What you have to do: Beginning at the line that contains "--- a/client/l2tp_client.c" and ending at the last line of the records below, retype each line exactly and add nothing.

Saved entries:
::::

PR #128, opened 2020-03-07
client: dont send PMTU_NTFY when we do not actually have a sensible PMTU

RalfJung:
I noticed clients are sending CONTROL_TYPE_PMTU_NTFY with silly PMTUs (0 - L2TP_TUN_OVERHEAD overflows). This PR should stop that.

### DIFF
--- a/client/l2tp_client.c
+++ b/client/l2tp_client.c
@@ -1199,13 +1199,13 @@ void context_process(l2tp_context *ctx)
           ctx->pmtu = ctx->probed_pmtu;
           context_session_set_mtu(ctx);
         }
-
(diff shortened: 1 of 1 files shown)


RalfJung:
@kaechele any chance you could test this as well? Then I would submit an update to Gluon, to start getting #114 and this downstream.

::::

The completed task:
--- a/client/l2tp_client.c
+++ b/client/l2tp_client.c
@@ -1199,13 +1199,13 @@ void context_process(l2tp_context *ctx)
           ctx->pmtu = ctx->probed_pmtu;
           context_session_set_mtu(ctx);
         }
-
(diff shortened: 1 of 1 files shown)


RalfJung:
@kaechele any chance you could test this as well? Then I would submit an update to Gluon, to start getting #114 and this downstream.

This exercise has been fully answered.